The Sinaloa cartel had fentanyl and heroin labs since 2019 after it decided to drop its marijuana and poppy crops in order to meet the new demands.
"Our client base at the other side [of the border] don't want the old black chiva anymore," a cartel member from the illegal lab said. He added that American drug users "got used to a super powerful heroin boosted with fentanyl."
He noted that American users demanded the fentanyl-boosted heroin about six years ago, but they didn't get the order and recipes to make it until later on. The cartel appeared to have learned the recipe from "a Chinese man," who is "the only one who knows the recipe."
"But many started dying because we still didn't have the right recipe, and some of them were not aware of the potency of the new product," the member added.
In 2018 alone, more than 30,000 people have overdosed with fentanyl in the U.S., the U.S. Centers for Disease Control and Prevention (CDC) said. Fentanyl-boosted heroin was one of the reasons why the Sinaloa cartel managed to thrive in the relatively new business.

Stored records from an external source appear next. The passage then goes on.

PR #466, opened 2017-06-09
Fix class unloading

viliam-durina:
There were 3 references to JetClassLoader kept:

- from `JetService` by not cleaning the `JetClassLoader` and
`resourceStores` map

- from `ClassLoaderWeakCache`, which keeps reference to class loader as
a key

- from MetricsRegistry, because it keeps references to Class objects

### DIFF
--- a/hazelcast-jet-core/src/main/java/com/hazelcast/jet/impl/deployment/ResourceStore.java
+++ b/hazelcast-jet-core/src/main/java/com/hazelcast/jet/impl/deployment/ResourceStore.java
@@ -14,9 +14,11 @@
  * limitations under the License.
  */
 
-
 package com.hazelcast.jet.impl.deployment;
 
+import com.hazelcast.jet.JetException;
+import com.hazelcast.logging.ILogger;
+import com.hazelcast.logging.Logger;
 import com.hazelcast.nio.IOUtil;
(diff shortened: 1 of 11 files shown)


hazelcast-jet-core/src/main/java/com/hazelcast/jet/impl/deployment/ResourceStore.java
```diff
@@ -34,25 +36,37 @@
...
+    private Path storageDirectory;
 
     private final Map<ResourceDescriptor, File> resources = new ConcurrentHashMap<>();
     private final Map<String, ClassLoaderEntry> jarEntries = new ConcurrentHashMap<>();
     private final Map<String, ClassLoaderEntry> dataEntries = new ConcurrentHashMap<>();
     private final Map<String, ClassLoaderEntry> classEntries = new ConcurrentHashMap<>();
 
-    public ResourceStore(String storagePath) {
-        this.storageDirectory = createStorageDirectory(storagePath);
+    public ResourceStore(Path rootDir, NodeEngineImpl nodeEngine) {
```
cangencer: preferable to use `NodeEngine` here.

cangencer:
verify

Sinaloa Cartel Linked Drug Trafficker Pleads Guilty
A mastermind to an extensive drug trafficking ring linked to the cartel pleaded guilty this week after he was found to have operated continuing criminal enterprises in the U.S. He was involved in drug trafficking operations in Virginia, North Carolina, Texas, and California, said a report from KTLA.
The U.S. Immigration and Customs Enforcement (ICE) said Ramiro Ramirez-Barreto, 44, from the Mexican state of Morelos, was linked to the cartel, as were his drug sources. He was said to have supplied cocaine, heroin, and fentanyl to numerous organizations.
The four other defendants arrested during the investigation, dubbed "Operation Cookout," pleaded guilty or were sentenced over the past week for their involvement in the illegal operations.